[Saved data entries]
BEGIN
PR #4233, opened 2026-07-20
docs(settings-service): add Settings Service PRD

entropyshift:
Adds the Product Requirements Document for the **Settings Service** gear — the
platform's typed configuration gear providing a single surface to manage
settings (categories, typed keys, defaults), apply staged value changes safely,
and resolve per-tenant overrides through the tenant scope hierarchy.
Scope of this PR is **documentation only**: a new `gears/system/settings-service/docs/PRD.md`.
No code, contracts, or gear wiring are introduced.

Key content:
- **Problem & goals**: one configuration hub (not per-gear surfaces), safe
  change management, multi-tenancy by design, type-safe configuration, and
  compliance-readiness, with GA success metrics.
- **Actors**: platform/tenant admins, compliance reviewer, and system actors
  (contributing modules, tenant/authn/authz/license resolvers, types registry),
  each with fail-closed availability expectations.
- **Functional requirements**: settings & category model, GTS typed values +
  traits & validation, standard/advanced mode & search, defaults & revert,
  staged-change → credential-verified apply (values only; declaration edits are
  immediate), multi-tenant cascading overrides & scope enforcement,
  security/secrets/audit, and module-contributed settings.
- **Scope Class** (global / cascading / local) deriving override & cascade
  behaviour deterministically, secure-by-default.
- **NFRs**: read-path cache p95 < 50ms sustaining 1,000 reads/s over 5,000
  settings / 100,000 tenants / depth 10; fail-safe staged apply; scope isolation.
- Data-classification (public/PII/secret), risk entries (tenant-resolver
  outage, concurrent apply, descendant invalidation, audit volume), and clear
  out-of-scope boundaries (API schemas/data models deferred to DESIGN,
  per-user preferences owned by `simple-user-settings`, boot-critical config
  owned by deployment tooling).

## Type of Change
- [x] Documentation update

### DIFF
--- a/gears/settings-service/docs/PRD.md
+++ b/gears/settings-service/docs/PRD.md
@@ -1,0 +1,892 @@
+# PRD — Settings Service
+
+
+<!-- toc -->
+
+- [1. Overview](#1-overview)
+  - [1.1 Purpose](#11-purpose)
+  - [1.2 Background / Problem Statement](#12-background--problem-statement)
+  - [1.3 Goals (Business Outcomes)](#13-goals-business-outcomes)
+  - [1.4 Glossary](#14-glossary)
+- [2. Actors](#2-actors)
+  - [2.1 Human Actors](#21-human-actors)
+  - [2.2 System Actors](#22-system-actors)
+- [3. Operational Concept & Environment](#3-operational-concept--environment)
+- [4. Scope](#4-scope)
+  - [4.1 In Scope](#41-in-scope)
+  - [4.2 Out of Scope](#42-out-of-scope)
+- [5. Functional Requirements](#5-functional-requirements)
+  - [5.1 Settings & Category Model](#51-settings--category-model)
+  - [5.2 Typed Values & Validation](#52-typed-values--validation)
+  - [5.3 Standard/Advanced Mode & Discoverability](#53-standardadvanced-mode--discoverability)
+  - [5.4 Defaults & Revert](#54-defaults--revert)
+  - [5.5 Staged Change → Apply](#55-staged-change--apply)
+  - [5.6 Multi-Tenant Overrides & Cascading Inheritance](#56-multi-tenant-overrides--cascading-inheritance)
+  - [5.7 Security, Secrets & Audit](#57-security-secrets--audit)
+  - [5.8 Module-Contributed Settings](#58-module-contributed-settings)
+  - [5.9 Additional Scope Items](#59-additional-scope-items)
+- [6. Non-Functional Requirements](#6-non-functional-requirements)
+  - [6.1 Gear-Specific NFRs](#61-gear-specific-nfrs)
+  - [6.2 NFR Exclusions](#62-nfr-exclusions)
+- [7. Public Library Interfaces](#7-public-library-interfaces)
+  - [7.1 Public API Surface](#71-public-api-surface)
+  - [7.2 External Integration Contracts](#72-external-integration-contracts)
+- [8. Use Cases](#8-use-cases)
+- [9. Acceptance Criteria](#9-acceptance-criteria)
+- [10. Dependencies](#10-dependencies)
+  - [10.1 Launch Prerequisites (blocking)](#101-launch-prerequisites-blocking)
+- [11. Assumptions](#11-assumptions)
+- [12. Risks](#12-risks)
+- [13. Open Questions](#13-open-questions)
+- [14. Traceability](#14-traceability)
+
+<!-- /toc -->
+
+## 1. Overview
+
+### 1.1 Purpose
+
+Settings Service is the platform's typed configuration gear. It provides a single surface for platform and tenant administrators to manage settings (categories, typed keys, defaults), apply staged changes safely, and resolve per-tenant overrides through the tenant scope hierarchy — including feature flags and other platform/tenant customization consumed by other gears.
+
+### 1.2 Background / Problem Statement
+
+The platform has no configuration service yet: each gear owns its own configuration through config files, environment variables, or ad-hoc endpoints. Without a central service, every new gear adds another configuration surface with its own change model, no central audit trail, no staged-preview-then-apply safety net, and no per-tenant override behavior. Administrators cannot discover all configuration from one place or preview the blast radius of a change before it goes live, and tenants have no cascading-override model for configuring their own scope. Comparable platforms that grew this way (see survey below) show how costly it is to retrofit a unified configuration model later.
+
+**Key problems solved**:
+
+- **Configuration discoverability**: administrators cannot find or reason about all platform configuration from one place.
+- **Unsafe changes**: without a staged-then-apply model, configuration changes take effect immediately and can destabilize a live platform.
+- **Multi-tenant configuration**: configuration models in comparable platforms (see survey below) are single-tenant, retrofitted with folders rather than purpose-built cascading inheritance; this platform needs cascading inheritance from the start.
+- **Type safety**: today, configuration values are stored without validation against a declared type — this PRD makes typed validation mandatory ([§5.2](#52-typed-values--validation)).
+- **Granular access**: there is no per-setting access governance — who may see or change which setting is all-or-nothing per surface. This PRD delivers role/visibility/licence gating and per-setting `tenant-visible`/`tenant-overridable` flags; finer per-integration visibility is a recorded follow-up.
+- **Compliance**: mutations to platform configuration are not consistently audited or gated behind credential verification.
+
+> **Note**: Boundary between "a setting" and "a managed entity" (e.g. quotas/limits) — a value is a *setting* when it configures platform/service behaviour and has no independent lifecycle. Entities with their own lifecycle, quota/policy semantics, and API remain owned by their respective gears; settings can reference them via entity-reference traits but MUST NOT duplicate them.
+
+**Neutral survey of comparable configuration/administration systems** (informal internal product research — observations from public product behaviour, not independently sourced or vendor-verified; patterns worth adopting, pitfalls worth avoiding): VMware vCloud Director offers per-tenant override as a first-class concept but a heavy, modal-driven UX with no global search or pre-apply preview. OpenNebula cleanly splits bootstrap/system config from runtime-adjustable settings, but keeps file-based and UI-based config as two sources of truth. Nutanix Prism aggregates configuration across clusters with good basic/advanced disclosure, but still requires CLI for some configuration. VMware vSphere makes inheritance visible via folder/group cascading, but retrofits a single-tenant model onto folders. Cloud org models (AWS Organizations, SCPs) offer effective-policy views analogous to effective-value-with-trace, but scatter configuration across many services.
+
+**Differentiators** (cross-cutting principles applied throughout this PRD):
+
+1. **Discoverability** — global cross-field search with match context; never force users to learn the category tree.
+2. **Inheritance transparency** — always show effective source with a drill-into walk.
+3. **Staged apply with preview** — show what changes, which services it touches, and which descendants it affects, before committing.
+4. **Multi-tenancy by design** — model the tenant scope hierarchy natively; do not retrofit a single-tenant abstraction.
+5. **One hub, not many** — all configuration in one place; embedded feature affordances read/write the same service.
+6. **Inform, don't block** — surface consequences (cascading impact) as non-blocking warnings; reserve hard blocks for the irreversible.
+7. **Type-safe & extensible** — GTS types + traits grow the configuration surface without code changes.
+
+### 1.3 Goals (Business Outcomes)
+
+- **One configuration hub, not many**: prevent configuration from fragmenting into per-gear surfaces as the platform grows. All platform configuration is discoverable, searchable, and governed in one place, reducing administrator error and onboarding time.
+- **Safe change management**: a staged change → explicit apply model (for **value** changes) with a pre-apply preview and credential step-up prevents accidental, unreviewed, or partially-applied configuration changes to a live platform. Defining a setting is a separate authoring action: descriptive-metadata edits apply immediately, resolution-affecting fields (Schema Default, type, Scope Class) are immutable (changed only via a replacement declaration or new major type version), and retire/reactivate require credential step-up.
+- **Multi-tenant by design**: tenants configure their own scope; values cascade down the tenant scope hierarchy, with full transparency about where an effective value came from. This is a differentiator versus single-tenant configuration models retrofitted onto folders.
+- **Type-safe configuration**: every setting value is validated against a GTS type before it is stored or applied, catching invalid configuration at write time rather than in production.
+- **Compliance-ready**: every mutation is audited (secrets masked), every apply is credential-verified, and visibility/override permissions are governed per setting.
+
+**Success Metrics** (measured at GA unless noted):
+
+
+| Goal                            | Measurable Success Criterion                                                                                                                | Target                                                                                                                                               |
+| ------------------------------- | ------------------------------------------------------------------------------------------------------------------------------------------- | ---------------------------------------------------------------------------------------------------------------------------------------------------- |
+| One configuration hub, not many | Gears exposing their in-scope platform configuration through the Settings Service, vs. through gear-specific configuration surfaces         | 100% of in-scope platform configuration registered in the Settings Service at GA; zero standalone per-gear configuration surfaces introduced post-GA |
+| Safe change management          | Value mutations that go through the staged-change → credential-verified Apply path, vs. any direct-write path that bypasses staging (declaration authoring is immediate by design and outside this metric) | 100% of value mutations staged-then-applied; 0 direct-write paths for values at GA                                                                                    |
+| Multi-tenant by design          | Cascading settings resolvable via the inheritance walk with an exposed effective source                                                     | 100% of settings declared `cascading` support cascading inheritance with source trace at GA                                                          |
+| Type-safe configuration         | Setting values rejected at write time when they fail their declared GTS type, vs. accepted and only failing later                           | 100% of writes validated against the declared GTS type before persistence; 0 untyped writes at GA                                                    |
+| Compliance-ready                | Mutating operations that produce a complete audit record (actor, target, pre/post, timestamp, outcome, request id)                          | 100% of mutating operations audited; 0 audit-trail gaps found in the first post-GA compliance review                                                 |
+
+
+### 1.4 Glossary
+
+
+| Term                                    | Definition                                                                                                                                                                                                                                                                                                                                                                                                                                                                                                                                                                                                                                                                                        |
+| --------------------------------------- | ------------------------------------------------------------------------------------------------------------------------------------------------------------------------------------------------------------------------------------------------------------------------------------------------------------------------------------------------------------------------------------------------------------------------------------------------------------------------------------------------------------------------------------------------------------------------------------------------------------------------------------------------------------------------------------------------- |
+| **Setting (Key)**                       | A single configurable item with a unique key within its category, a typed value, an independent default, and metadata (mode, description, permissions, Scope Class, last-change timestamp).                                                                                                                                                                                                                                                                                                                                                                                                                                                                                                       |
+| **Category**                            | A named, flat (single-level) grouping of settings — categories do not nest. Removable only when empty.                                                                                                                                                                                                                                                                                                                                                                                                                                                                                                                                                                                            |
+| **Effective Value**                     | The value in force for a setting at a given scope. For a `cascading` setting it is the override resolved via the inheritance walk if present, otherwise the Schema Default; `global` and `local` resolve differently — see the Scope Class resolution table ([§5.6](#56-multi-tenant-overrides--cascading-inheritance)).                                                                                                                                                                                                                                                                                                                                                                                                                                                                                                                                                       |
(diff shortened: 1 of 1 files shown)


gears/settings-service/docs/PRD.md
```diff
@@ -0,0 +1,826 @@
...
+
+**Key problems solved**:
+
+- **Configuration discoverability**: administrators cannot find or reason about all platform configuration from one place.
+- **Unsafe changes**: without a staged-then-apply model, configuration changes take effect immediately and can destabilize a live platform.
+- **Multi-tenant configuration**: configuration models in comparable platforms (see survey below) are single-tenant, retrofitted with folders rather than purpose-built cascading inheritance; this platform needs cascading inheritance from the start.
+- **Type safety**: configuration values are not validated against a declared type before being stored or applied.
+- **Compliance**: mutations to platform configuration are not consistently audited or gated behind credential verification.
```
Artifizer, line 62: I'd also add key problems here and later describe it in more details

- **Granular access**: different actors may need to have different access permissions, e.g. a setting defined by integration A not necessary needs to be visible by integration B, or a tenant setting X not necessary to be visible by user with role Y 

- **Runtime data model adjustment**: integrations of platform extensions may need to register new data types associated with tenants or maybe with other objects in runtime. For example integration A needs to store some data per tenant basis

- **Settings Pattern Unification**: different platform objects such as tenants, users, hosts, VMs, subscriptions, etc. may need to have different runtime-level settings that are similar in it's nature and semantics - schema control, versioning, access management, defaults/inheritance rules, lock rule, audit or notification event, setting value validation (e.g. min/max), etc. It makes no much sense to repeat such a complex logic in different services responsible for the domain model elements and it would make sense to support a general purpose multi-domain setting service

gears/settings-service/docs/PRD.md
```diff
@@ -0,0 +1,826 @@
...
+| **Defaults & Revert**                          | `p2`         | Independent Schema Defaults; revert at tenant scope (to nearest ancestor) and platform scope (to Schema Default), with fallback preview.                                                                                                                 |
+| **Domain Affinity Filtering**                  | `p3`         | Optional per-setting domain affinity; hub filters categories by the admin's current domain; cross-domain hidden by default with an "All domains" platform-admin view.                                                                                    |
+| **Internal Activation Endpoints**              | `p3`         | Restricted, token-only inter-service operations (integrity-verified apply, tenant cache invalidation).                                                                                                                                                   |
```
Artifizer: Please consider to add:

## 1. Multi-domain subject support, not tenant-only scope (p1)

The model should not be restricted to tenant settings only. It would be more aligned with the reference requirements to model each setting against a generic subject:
END
> _Exercise_:
Quote the records from their first line to the line with "owned by deployment tooling).", inclusive, without adding or dropping anything.

> _Response area_:
PR #4233, opened 2026-07-20
docs(settings-service): add Settings Service PRD

entropyshift:
Adds the Product Requirements Document for the **Settings Service** gear — the
platform's typed configuration gear providing a single surface to manage
settings (categories, typed keys, defaults), apply staged value changes safely,
and resolve per-tenant overrides through the tenant scope hierarchy.
Scope of this PR is **documentation only**: a new `gears/system/settings-service/docs/PRD.md`.
No code, contracts, or gear wiring are introduced.

Key content:
- **Problem & goals**: one configuration hub (not per-gear surfaces), safe
  change management, multi-tenancy by design, type-safe configuration, and
  compliance-readiness, with GA success metrics.
- **Actors**: platform/tenant admins, compliance reviewer, and system actors
  (contributing modules, tenant/authn/authz/license resolvers, types registry),
  each with fail-closed availability expectations.
- **Functional requirements**: settings & category model, GTS typed values +
  traits & validation, standard/advanced mode & search, defaults & revert,
  staged-change → credential-verified apply (values only; declaration edits are
  immediate), multi-tenant cascading overrides & scope enforcement,
  security/secrets/audit, and module-contributed settings.
- **Scope Class** (global / cascading / local) deriving override & cascade
  behaviour deterministically, secure-by-default.
- **NFRs**: read-path cache p95 < 50ms sustaining 1,000 reads/s over 5,000
  settings / 100,000 tenants / depth 10; fail-safe staged apply; scope isolation.
- Data-classification (public/PII/secret), risk entries (tenant-resolver
  outage, concurrent apply, descendant invalidation, audit volume), and clear
  out-of-scope boundaries (API schemas/data models deferred to DESIGN,
  per-user preferences owned by `simple-user-settings`, boot-critical config
  owned by deployment tooling).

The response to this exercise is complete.